WHAT THE TASK REQUIRES
Please copy out the entries until you have copied the line that contains "Delete the five-symbol", beginning with the first line.

DATA FOR ANALYSIS
PR #11179, opened 2026-08-02
chore(guest): delete unreachable bsr_storage_access_paths cluster (−10.25 MiB)

pirapira:
## Summary

Delete the five-symbol unreachable `.bss` cluster centered on `bsr_storage_access_paths` (**−10,743,656 bytes ≈ 10.25 MiB**).

| symbol | size |
|---|---|
| `bsr_storage_access_path_count` | 8 B |
| `bsr_storage_access_window` | 32 B |
| `bsr_access_paths` | 4 KiB |
| `bsr_storage_account_token` | 2 KiB |
| `bsr_storage_access_paths` | 10.240 MiB |

**KEEP** (live, different symbols): `bsr_changed_accounts` + count, `bsr_paths`, `basr_paths`, `baap_storage_paths`.

### Why headroom
ZisK 512 MiB budget table (main `9bac6a15a`): merged used **477.34 / 512 MiB**, headroom **34.66 MiB (6.8%)**. This reclaim lifts headroom **34.66 → ~44.9 MiB (~8.8%)**. That is the reason this lands.

### Unreachable proof (three ways at once)
1. **Emitted refs**: `la`/`lla`/`pcrel_hi`/`lo` = 0 for all five; def-only in `stateless_guest.s`.
2. **Layout extent**: monolith at `0xa5ca19e0` size `0xa40000`; no interior symbols; next = `baaod_hash`.
3. **SPIKE_WATCH hits=0**: base, `path_count`, and mid-extent (+8 MiB) on sstore fixture — proves nothing ever wrote the region.

Also ruled out (R8 hazards):
- **Neighbour-offset**: only live neighbour writer `bsr_changed_accounts` max offset **2035 inside own 2048**.
- **Reconstructed address**: no absolute hex of base; no `lui` of hi20 `0xa5ca2`.
- **Name traps**: live `bsr_paths` @ `0xa58a4800` (own `la`, 0x3fcd60 below); Params alias `storageAccessOutcomeMaxRecords` sizes a **different LIVE** cold-access log.

### Scope discipline
Nothing else. No RETIRE-AFTER rows from the buffer table.

**8-byte bss delta vs cluster sum:** claimed reclaim 8+32+4096+2048+10737472 = 10,743,656; measured `bssSizeBytes` 0x1c101b60→0x1b6c2c00 = 10,743,648. Shortfall exactly 8 = alignment padding absorbed at the new region boundary (all five symbols absent from symbol-addresses.tsv; nothing survived).

### Layout regen (fixpoint, not hand-arithmetic)
- Source: drop five `.zero` lines in `BlockVerdictDataSection.lean`; drop unused `bsrMaxAccountAccessOutcomes` / `bsrMaxStorageAccessOutcomes`.
- `gen-symbol-addresses.py --build` → `asm_to_program.py guest-addrs` → `guest_image_coverage.py --emit-lean`.
- Pin from ELF: `RegionMap.bssSizeBytes` `0x1c101b60` → **`0x1b6c2c00`**; GuestImage `.bss` end `0xbf211b60` → **`0xbe7d2c00`**.
- `textSizeBytes`/`dataSizeBytes` unchanged (`0x64128` / `0x5370`).
- `check-region-map.sh` GREEN; `lake build` GuestImage OK.

## Measure (random-200, one seed, distinct ELFs)

| leg | commit | guest sha256 | run |
|---|---|---|---|
| parent | `9bac6a15a` (origin/main) | `e551d54cf0d9a26bdc92e8d4e3924777ba4c19320d3af7a9449afe60be7f7f50` | `run-20260802T122101Z-2946560` |
| candidate | `d7a152f6c` | `8507924c9680c93f9074869cd344e2a0257d19cccf0540df5db9051efb9a9b42` | `run-20260802T122101Z-2946561` |

Command (both legs, same seed):
`scripts/codegen-eest-stateless-check.sh --backend spike --limit 200 --jobs 8 --progress --random --seed 42 --guest-elf PATH`

`eest-ab-compare.py`:
- **guest ELF base ≠ candidate** (self-check PASS — not a dead comparison)
- **FA 0→0**, **FR 8→8**, FR label-set EQUAL
- **output-byte differences: 0** (BYTE-IDENTICAL on all 196 joined cases)
- reverse flips: **0**

Structural deletion: null A/B expected; FA=0 required and held.

## Test plan
- [x] check-region-map green after fixpoint
- [x] GuestImage build
- [x] random-200 seed=42 A/B FA=0 byte-identical, ELFs distinct


pirapira:
Labelled. `build` never scheduled before main moved and the head went `CONFLICTING`, so this rests on the local gates plus the reachability proof — the same basis used for #11174 and #11165 today. Conflict resolution and the batch CI run are the merge bot's.

**This deletes 10,743,656 bytes of `.bss` across five symbols, taking headroom from ~34.7 MiB to ~44.9 MiB against ZisK's 512 MiB.** At 93% occupancy that is the difference between a tight budget and a workable one.

## Why the deadness claim is trustworthy

Three independent methods agree, which matters because each one alone has a known blind spot:

- **Emitted reachability**: `la`/`li`/`pcrel_hi`/`pcrel_lo` all zero for every symbol in the cluster — and no absolute hex literal of `0xa5ca19e0`, no `lui` of the reconstructed hi20 `0xa5ca2`. A symbol can be reached without its name appearing, so checking the reconstructed-address form is what makes the name census complete rather than suggestive.
- **Neighbour reach, bounded rather than assumed**: the only live neighbour writer is `bsr_changed_accounts`, whose maximum offset is 2035 inside its own 2048. This is the actual hazard for a data buffer — neighbours arrive by `la`+displacement, not by name — and it is closed with a number.
- **`SPIKE_WATCH` hits=0** at base, at `path_count`, and at **mid-extent +8 MiB**. `hits=0` is the only instrument that proves *nothing ever wrote* a cell; a trace of writes cannot. Sampling the interior is what makes this a claim about the region rather than about one address.

⚠️ **`hits=0` is not universally decisive, and the author demonstrated exactly why by declining to use it that way elsewhere.** On `sps_keys` — same instrument, same zero — it did *not* imply dead, because that buffer has 4 live `la` sites in a routine confirmed entered, so a zero at one 8-byte base on one row is a statement about that row. **`hits=0` proves absence only when nothing addresses the region.** Here the `la` count is zero, so it corroborates; there it doesn't.

Two name traps were also cleared: `bsr_paths` is **live**, one letter away and sitting `0x3fcd60` below the cluster with its own `la`; and the shared `storageAccessOutcomeMaxRecords` constant sizes a **different, live** cold-access log — a shared constant does not make a buffer live. Either would have produced a confident wrong answer, in opposite directions.

## Evidence

Random-200, seed 42, parent `e551d54c…` vs candidate `8507924c…`: **FA 0→0, FR 8→8 with equal label sets, zero reverse flips.** ELFs verified **distinct** with the compare self-check passing — without that, an identical result is indistinguishable from a comparison that never ran a second binary. Equal label *sets* rather than equal counts is the right claim; counts can hide a swap.

`.text` and `.data` unchanged; `.bss` regenerated to fixpoint and **ELF-measured**, `0x1c101b60` → `0x1b6c2c00`. Pins regenerated rather than predicted, which is essential here: the only real hazard in this change is that removing 10 MiB shifts every symbol above it.

**On the arithmetic:** the cluster sums to 10,743,656 B while the measured `.bss` delta is 10,743,648 — **short by exactly 8**, which is exactly the size of `bsr_storage_access_path_count`. That coincidence points straight at "one symbol survived", so I checked: all five are **absent from `symbol-addresses.tsv` on this branch**, zero occurrences each. The 8 bytes is alignment padding at the new region boundary, now noted in the body. Worth recording rather than leaving as an unexplained gap in a PR whose entire claim is *exactly these five and nothing else*.

Issue #884, opened 2023-01-11
Tasks for ops 2.1 release


benhoyt:
For the ops 2.1 release, we'd like to add a couple of new APIs and do a bit of code cleanup:

* [x] Add API support for `open-port` et al: https://github.com/canonical/operator/issues/179
* [x] Use f-strings (Python 3.6+) everywhere: https://github.com/canonical/operator/pull/889
* [x] Use variable type annotations (Python 3.6+) instead of `# type: T` comments: https://github.com/canonical/operator/pull/904
* [ ] Refactor large files into directories (but be careful that it's API-compatible!)
* [ ] Consider moving a curated set of names to the `ops` top-level. See https://github.com/canonical/operator/issues/731
* [x] Un-vendor websockets library (it was only vendored as latest doesn't work in Python 3.5): https://github.com/canonical/operator/pull/891
* [x] Update versions of Pyright and lock versions of other dependencies: https://github.com/canonical/operator/pull/894
* [ ] ~Consider making ops a "namespace package" so we can exclude testing by default. See https://github.com/canonical/operator/issues/865#issuecomment-1370635292~

See also [tasks for ops 2.0 release issue](https://github.com/canonical/operator/issues/865).

tinvaan:
Hi @benhoyt, have tried to address the last two items on the release checklist.

- https://github.com/canonical/operator/pull/891
- https://github.com/tinvaan/operator/pull/1

The changes need a bit of polishing and thorough testing. Happy to iron them out and ready them for the 2.1 release.

sed-i:
I keep finding namespaced status painfully missing
https://github.com/canonical/operator/issues/665

benhoyt:
For the record, I moved "Add bytes API for Secrets: https://github.com/canonical/operator/issues/869" off this list. It's interesting but definitely doesn't seem to be high priority.

benhoyt:
@sed-i FYI, I've added the namespaced/scope status bullet point under a new draft [Tasks for ops 2.2 release](https://github.com/canonical/operator/issues/906) issue.

benhoyt:
I've thought further about "namespace packages", and I'm going to pass on those for now. We can revisit this later, or consider something like `pip install ops[scenario]` when `ops-scenario` stabilized and if we decide to promote that as the native approach to testing charms.

benhoyt:
Closing this now that 2.1.0 is released: https://github.com/canonical/operator/releases/tag/2.1.0

[...]

PR #891, opened 2023-01-16
Un-vendor websocket library

tinvaan:
Drops the vendored `websocket` library in favor of the pypi offering instead. Part of the [ops 2.1 release tasks](https://github.com/canonical/operator/issues/884).

## QA steps

On Linux, run `tox -e pebble` to run the "real Pebble tests".

## Changelog

- *Drops vendored websocket library*
- *Adds websocket-client to the project's requirements*


rbarry82:
@tinvaan are you building on MacOS? Pebble could/should vendor deps (I'm not sure why it doesn't), but this sounds like a MacOS problem. `go get -u golang.org/x/sys/unix` may work, or `GOOS=linux go install ...`

benhoyt (changes requested):
Hi @tinvaan, this is great -- thanks for your contribution! I've pushed a few commits to get the charm tests working, the main thing that was needed was adding the `websocket-client` dependency to `setup.py` (that's what's actually used when `pip` installs the package, `requirements.txt` is more for local development). I also removed the `ops/_vendor` specific cruft from `pyproject.toml` and `test_infra.py` now that that directory is gone.

The one further change I'd request is that we *don't* include the typing stubs. We want to keep the `ops` footprint small, and these don't really gain us anything for users. So let's delete those again (don't worry about rebasing -- we do that when the PR is merged). You may have to tweak `pebble.py` or Pyright settings if Pyright complains with the stubs gone, I'm not sure.

benhoyt:
Oh, and as for why installing Pebble wasn't working for you -- yeah, it's almost certainly because you're developing on Windows or macOS (Pebble only builds on Linux). So you might be out of luck there (or you can run them in a VM or Docker container). But I've tested locally with my updates, and `tox -e pebble` works fine.

tinvaan:
ok, so I'm marking the PR ready for review now that I've heard that the pebble tests are passing.

> You may have to tweak pebble.py or Pyright settings if Pyright complains with the stubs gone, I'm not sure.
Yeah, so pyright complains loudly in the absence of the stubs. Would it be acceptable to `# type: ignore` the websocket client specific calls?

/cc @benhoyt

benhoyt:
> Yeah, so pyright complains loudly in the absence of the stubs. Would it be acceptable to # type: ignore the websocket client specific calls?

Hmmm, that's a bit of a pain (I'm still getting used to typing and Pyright myself). In any case, how about we include the minimum types for just the subset of `websocket.WebSocket` that we need, but include them in `ops/pebble.py` in the `if TYPE_CHECKING` block at the top? I was able to get pretty far with the following:

```python
    class _WebSocket(Protocol):
        def connect(self, url: str, socket: socket.socket): ...
        def shutdown(self): ...
        def send(self, payload: str): ...
        def send_binary(self, payload: bytes): ...
        def recv(self) -> typing.AnyStr: ...
```

And you should be able to remove most/all of the "type: ignore" comments you added too.

benhoyt:
Full git diff of my local hacking:

```diff
diff --git a/ops/pebble.py b/ops/pebble.py
index e0301f2..da9372b 100644
--- a/ops/pebble.py
+++ b/ops/pebble.py
@@ -57,7 +57,7 @@ from typing import (
     Union,
 )
 
-import websocket
+import websocket  # type: ignore
 
 from ops._private import timeconv, yaml
 
@@ -215,6 +215,13 @@ if TYPE_CHECKING:
     _FilesResponse = TypedDict('_FilesResponse',
                                {'result': List[_Item]})
 
+    class _WebSocket(Protocol):
+        def connect(self, url: str, socket: socket.socket): ...
+        def shutdown(self): ...
+        def send(self, payload: str): ...
+        def send_binary(self, payload: bytes): ...
+        def recv(self) -> typing.AnyStr: ...
+
 logger = logging.getLogger(__name__)
 
 
@@ -1123,9 +1130,9 @@ class ExecProcess:
         stderr: Optional['_Writeable'],
         client: 'Client',
         timeout: Optional[float],
-        control_ws: websocket.WebSocket,
-        stdio_ws: websocket.WebSocket,
-        stderr_ws: Optional[websocket.WebSocket],
+        control_ws: '_WebSocket',
+        stdio_ws: '_WebSocket',
+        stderr_ws: Optional['_WebSocket'],
         command: List[str],
         encoding: Optional[str],
         change_id: ChangeID,
@@ -1190,10 +1197,10 @@ class ExecProcess:
             os.close(self._cancel_reader)
 
         # Close websockets (shutdown doesn't send CLOSE message or wait for response).
-        self._control_ws.shutdown()     # type: ignore
-        self._stdio_ws.shutdown()       # type: ignore
+        self._control_ws.shutdown()
+        self._stdio_ws.shutdown()
         if self._stderr_ws is not None:
-            self._stderr_ws.shutdown()  # type: ignore
+            self._stderr_ws.shutdown()
 
         if change.err:
             raise ChangeError(change.err, change)
@@ -1251,7 +1258,7 @@ class ExecProcess:
             'signal': {'name': sig},
         }
         msg = json.dumps(payload, sort_keys=True)
-        self._control_ws.send(msg)  # type: ignore
+        self._control_ws.send(msg)
 
 
 def _has_fileno(f: Any) -> bool:
@@ -1266,7 +1273,7 @@ def _has_fileno(f: Any) -> bool:
 
 
 def _reader_to_websocket(reader: '_WebsocketReader',
-                         ws: websocket.WebSocket,
+                         ws: '_WebSocket',
                          encoding: str,
                          cancel_reader: Optional[int] = None,
                          bufsize: int = 16 * 1024):
@@ -1283,16 +1290,16 @@ def _reader_to_websocket(reader: '_WebsocketReader',
             break
         if isinstance(chunk, str):
             chunk = chunk.encode(encoding)
-        ws.send_binary(chunk)  # type: ignore
+        ws.send_binary(chunk)
 
     ws.send('{"command":"end"}')  # type: ignore # Send "end" command as TEXT frame to signal EOF
 
 
-def _websocket_to_writer(ws: websocket.WebSocket, writer: '_WebsocketWriter',
+def _websocket_to_writer(ws: '_WebSocket', writer: '_WebsocketWriter',
                          encoding: str):
     """Receive messages from websocket (until end signal) and write to writer."""
     while True:
-        chunk: typing.AnyStr = ws.recv()  # type: ignore
+        chunk: _StrOrBytes = ws.recv()
 
         if isinstance(chunk, str):
             try:
@@ -1317,7 +1324,7 @@ def _websocket_to_writer(ws: websocket.WebSocket, writer: '_WebsocketWriter',
 class _WebsocketWriter(io.BufferedIOBase):
     """A writable file-like object that sends what's written to it to a websocket."""
 
-    def __init__(self, ws: websocket.WebSocket):
+    def __init__(self, ws: '_WebSocket'):
         self.ws = ws
 
     def writable(self):
@@ -1328,18 +1335,18 @@ class _WebsocketWriter(io.BufferedIOBase):
         """Write chunk to the websocket."""
         if not isinstance(chunk, bytes):
             raise TypeError(f'value to write must be bytes, not {type(chunk).__name__}')
-        self.ws.send_binary(chunk)  # type: ignore
+        self.ws.send_binary(chunk)
         return len(chunk)
 
     def close(self):
         """Send end-of-file message to websocket."""
-        self.ws.send('{"command":"end"}')  # type: ignore
+        self.ws.send('{"command":"end"}')
 
 
 class _WebsocketReader(io.BufferedIOBase):
     """A readable file-like object whose reads come from a websocket."""
 
-    def __init__(self, ws: websocket.WebSocket):
+    def __init__(self, ws: '_WebSocket'):
         self.ws = ws
         self.remaining = b''
         self.eof = False
@@ -1355,7 +1362,7 @@ class _WebsocketReader(io.BufferedIOBase):
             return b''
 
         while not self.remaining:
-            chunk: typing.AnyStr = self.ws.recv()  # type: ignore
+            chunk: _StrOrBytes = self.ws.recv()
 
             if isinstance(chunk, str):
                 try:
@@ -2191,13 +2198,13 @@ class Client:
         change_id = resp['change']
         task_id = resp['result']['task-id']
 
-        stderr_ws = None  # type: Optional[websocket.WebSocket]
+        stderr_ws = None  # type: Optional['_WebSocket']
         try:
             control_ws = self._connect_websocket(task_id, 'control')
             stdio_ws = self._connect_websocket(task_id, 'stdio')
             if not combine_stderr:
                 stderr_ws = self._connect_websocket(task_id, 'stderr')
-        except websocket.WebSocketException as e:
+        except websocket.WebSocketException as e:  # type: ignore
             # Error connecting to websockets, probably due to the exec/change
             # finishing early with an error. Call wait_change to pick that up.
             change = self.wait_change(ChangeID(change_id))
@@ -2246,7 +2253,7 @@ class Client:
                 t = _start_thread(_websocket_to_writer, stderr_ws, stderr, encoding)
                 threads.append(t)
             else:
-                ws = typing.cast(websocket.WebSocket, stderr_ws)
+                ws = typing.cast('_WebSocket', stderr_ws)
                 process_stderr = _WebsocketReader(ws)
                 if encoding is not None:
                     process_stderr = io.TextIOWrapper(
@@ -2270,12 +2277,12 @@ class Client:
         )
         return process
 
-    def _connect_websocket(self, task_id: str, websocket_id: str) -> websocket.WebSocket:
+    def _connect_websocket(self, task_id: str, websocket_id: str) -> '_WebSocket':
         sock = socket.socket(socket.AF_UNIX, socket.SOCK_STREAM)
         sock.connect(self.socket_path)
         url = self._websocket_url(task_id, websocket_id)
-        ws = websocket.WebSocket(skip_utf8_validation=True)
-        ws.connect(url, socket=sock)  # type: ignore
+        ws: '_WebSocket' = websocket.WebSocket(skip_utf8_validation=True)  # type: ignore
+        ws.connect(url, socket=sock)
         return ws
 
     def _websocket_url(self, task_id: str, websocket_id: str) -> str:
```

tinvaan:
Hmm, I'll try that out. Feel free to push your commits, even if it's WIP. I'll take a look.

benhoyt:
Pushed.

benhoyt (approved):
This is good to go as far as I'm concerned -- thanks again for the contribution.

This project requires two approvals on each PR, so I'll ask for another on this end too.

tinvaan:
Thanks @benhoyt, just tested your changes against the latest version of pyright(`1.1.289`, bumped up in https://github.com/tinvaan/operator/pull/1) and it looks good.

requirements.txt
```diff
@@ -1 +1,2 @@
 PyYAML
+websocket-client
```
jnsgruk, line 2: Could we pin this version?

setup.py
```diff
@@ -72,7 +72,10 @@ def _get_version() -> str:
             "Operating System :: POSIX :: Linux",
         ],
         python_requires='>=3.8',
-        install_requires=["PyYAML"],
+        install_requires=[
+            'PyYAML',
+            'websocket-client',
```
jnsgruk, line 77: Likewise here, I think pinning the version is probably a good idea.

jnsgruk (approved):
Overall I think this is a good change - though I think it's worth discussing if we should pin the version of the library to ensure as much as possible that when it's installed in the wild, people get the version we've tested.

We probably also want to introduce some automation to ensure we keep pinned deps fresh, but that's for a future PR (a lot of folks in Canonical are using Renovate for that).

requirements.txt
benhoyt: Yeah, definitely. We plan to do that in a separate PR where we pin all the versions (of dev dependencies too). See https://github.com/tinvaan/operator/pull/1

setup.py
benhoyt: Agreed -- see above.

benhoyt:
Regarding automation to keep deps fresh, I have mixed feelings about that, but yeah, that can be discussed and considered separately from this PR.

jameinel (approved):
I think in the general case, I'm broadly more in favor of not vendoring. I will say that 'ops' should not have very large dependency structures, which is one reason why we are using this particular dependency, as it was relatively lightweight. (Every charm ends up depending on any dependency that ops brings in.)

I do like having stable dependencies for everyone involved, but also we want to make sure we are giving people a good experience. I wonder about exact pinning, vs just pinning to Major.Minor (but not .Patch).

benhoyt:
@jameinel Yeah, I was just thinking about that in the shower. :-) Pinning sounds good, but I guess a library (like `ops`) shouldn't pin so tightly, otherwise the final "artifact" (in this case, the charm) wouldn't be able to use (pin) even a slightly different version. And it seems to me that the final artifact is what should have control over the strict pinning.

So I think maybe it should *just* be the Major version we pin, not even Minor. (Though we could also have a minimum Minor.)

requirements.txt
tinvaan: @jnsgruk fyi, requirements are pinned to versions in https://github.com/canonical/operator/pull/894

SOLUTION
PR #11179, opened 2026-08-02
chore(guest): delete unreachable bsr_storage_access_paths cluster (−10.25 MiB)

pirapira:
## Summary

Delete the five-symbol unreachable `.bss` cluster centered on `bsr_storage_access_paths` (**−10,743,656 bytes ≈ 10.25 MiB**).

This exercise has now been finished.